### Records from a dataset:
****

PR #779, opened 2023-07-14
Updated for Arduino Uno R4 maxima and wifi

mjs513:
Updated for latest Arduino R4 boards (maxima/wifi).

Tested BT with PS4 and XBox, and wired PS4.  Also ran QC sketches.  All was on the Minima board

### DIFF
--- a/avrpins.h
+++ b/avrpins.h
@@ -1320,6 +1320,135 @@ MAKE_PIN(P24, Pin_nRF51822_to_Arduino(D24));
 
 #undef MAKE_PIN
 
+#elif defined(__IMXRT1062__) && (defined(ARDUINO_TEENSY40) || defined(ARDUINO_TEENSY41))
+// Teensy 4.x
+
+#include "core_pins.h"
+
+#define MAKE_PIN(className, pin) \
+class className { \
+public: \
+  static void Set() { \
+    digitalWriteFast(pin, HIGH);\
+  } \
+  static void Clear() { \
+    digitalWriteFast(pin, LOW); \
+  } \
+  static void SetDirRead() { \
+    pinMode(pin, INPUT); \
+  } \
+  static void SetDirWrite() { \
+    pinMode(pin, OUTPUT); \
+  } \
+  static uint8_t IsSet() { \
+    return digitalReadFast(pin); \
+  } \
+};
+
+MAKE_PIN(P0, 0);
+MAKE_PIN(P1, 1);
+MAKE_PIN(P2, 2);
+MAKE_PIN(P3, 3);
+MAKE_PIN(P4, 4);
+MAKE_PIN(P5, 5);
+MAKE_PIN(P6, 6);
+MAKE_PIN(P7, 7);
+MAKE_PIN(P8, 8);
+MAKE_PIN(P9, 9);
+MAKE_PIN(P10, 10);
+MAKE_PIN(P11, 11);
+MAKE_PIN(P12, 12);
+MAKE_PIN(P13, 13);
+MAKE_PIN(P14, 14);
+MAKE_PIN(P15, 15);
+MAKE_PIN(P16, 16);
+MAKE_PIN(P17, 17);
+MAKE_PIN(P18, 18);
+MAKE_PIN(P19, 19);
+MAKE_PIN(P20, 20);
+MAKE_PIN(P21, 21);
+MAKE_PIN(P22, 22);
+MAKE_PIN(P23, 23);
+MAKE_PIN(P24, 24);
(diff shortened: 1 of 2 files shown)


xxxajk (changes requested):
Please reformat with tabs as 8 spaces, otherwise, looks great!
Optional/additional/bonus points consideration: make a new definition in settings.h that reduces the teensy4 elif, and places it in one single place, in order to reduce constant similar long if/elif blocks. This is something I would have done years ago, and still have not had a chance to do.

mjs513:
Sorry been sidetracked with other issues and projects.  Looking at both the Github version and my version - there are no tabs in the files only spaces.

Sorry.

xxxajk:
> Sorry been sidetracked with other issues and projects. Looking at both the Github version and my version - there are no tabs in the files only spaces.
> 
> Sorry.

Yes, but they don't appear to be 8 space indents...

Jtonna:
> Updated for latest Arduino R4 boards (maxima/wifi).
> 
> Tested BT with PS4 and XBox, and wired PS4. Also ran QC sketches. All was on the Minima board

Can confirm this allows compilation & uploads to go through, but in my 
attempts to run the USB_desc using these changes with the R4 Minima & an ARCELI USB Host Shield & am getting the "OSC Did Not Start" issue. I know the shield is working as I've tested it on 3 Leonardos.

May I ask which USB host shield are you using & was there any special config needed for OSC to start in your testing?

alejaxdro:
I just tested this with the Arduino R4 wifi and after getting the "OSC Did Not Start" issue, I remembered that this board requires power on VIN(I connected a 12v supply) when the Power Select Switch on the USB shield is set to VIN. Otherwise move the switch over to 5V and it also works fine, but I find this to pull too much current and the onboard regulator gets too hot. I'm also connecting to a hub and connecting 4 devices, so that would also push this setup over it's limit.

fraca7:
Hello. I was testing this on my new R4 Wifi board and got the "OSC did not start" error with both my shields (from different manufacturers). After digging a bit I found out the problem is at the SPI level; the board_qc sketch kept finding out the wrong die revision or failing at the "SPI long test" step, with the dreaded "0x55 pattern is transmitted via SPI" message.

To be honest I don't know anything about SPI but on a hunch I changed every occurence of

`        USB_SPI.beginTransaction(SPISettings(260000000, MSBFIRST, SPI_MODE0)); // The MAX3421E can handle up to 26MHz, use MSB First and SPI mode 0
`

in usbhost.h, replacing the 26000000 value with something else. It looks like when this value is <= 23500000 both of my shields work perfectly. Starting at 24000000 the board_qc sketch fails (so do the examples of course).

According to the Arduino forums this seems to happen to several people, so leaving this here for posterity.

xxxajk:
> Hello. I was testing this on my new R4 Wifi board and got the "OSC did not start" error with both my shields (from different manufacturers). After digging a bit I found out the problem is at the SPI level; the board_qc sketch kept finding out the wrong die revision or failing at the "SPI long test" step, with the dreaded "0x55 pattern is transmitted via SPI" message.
> 
> To be honest I don't know anything about SPI but on a hunch I changed every occurence of
> 
> ` USB_SPI.beginTransaction(SPISettings(260000000, MSBFIRST, SPI_MODE0)); // The MAX3421E can handle up to 26MHz, use MSB First and SPI mode 0`
> 
> in usbhost.h, replacing the 26000000 value with something else. It looks like when this value is <= 23500000 both of my shields work perfectly. Starting at 24000000 the board_qc sketch fails (so do the examples of course).
> 
> According to the Arduino forums this seems to happen to several people, so leaving this here for posterity.

There was another MCU released by microchip that had SPI speed limits because of poor silicon design.
That said--

UHS3.0  does a quick speed verification test, which not only avoids the entire issue, but also allows really lousy SPI lines (ones that are too long) to be used, within limits, of course...

The only bad thing about UHS3 is that it will never be able to run on the classic uno, and the mega1280/2560 just barely have enough room (RAM is too small!) USB is a heavy lift!

The only reason that UHS2 "works" at all is because it cheats -- it doesn't actually do the enumeration properly to spec.
In order to avoid high RAM usage these cheats can cause strange issues with certain combinations of device drivers. It's why some will never work, and why some combinations don't.

skhrlx:
Using this, my mouse can only get 125hz polling rate, when I use it on my leonardo, my mouse gets the 1000hz, do you know what I can do? The information about the r4 + usbhostshield is very limited for now

Lauszus (approved):

Lauszus:
Sorry for the long delay. Merging it now.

****

### What is expected:
Across the data above, how many lines contain the string "been"? Reply with the number and nothing else.

### Response to this task:
2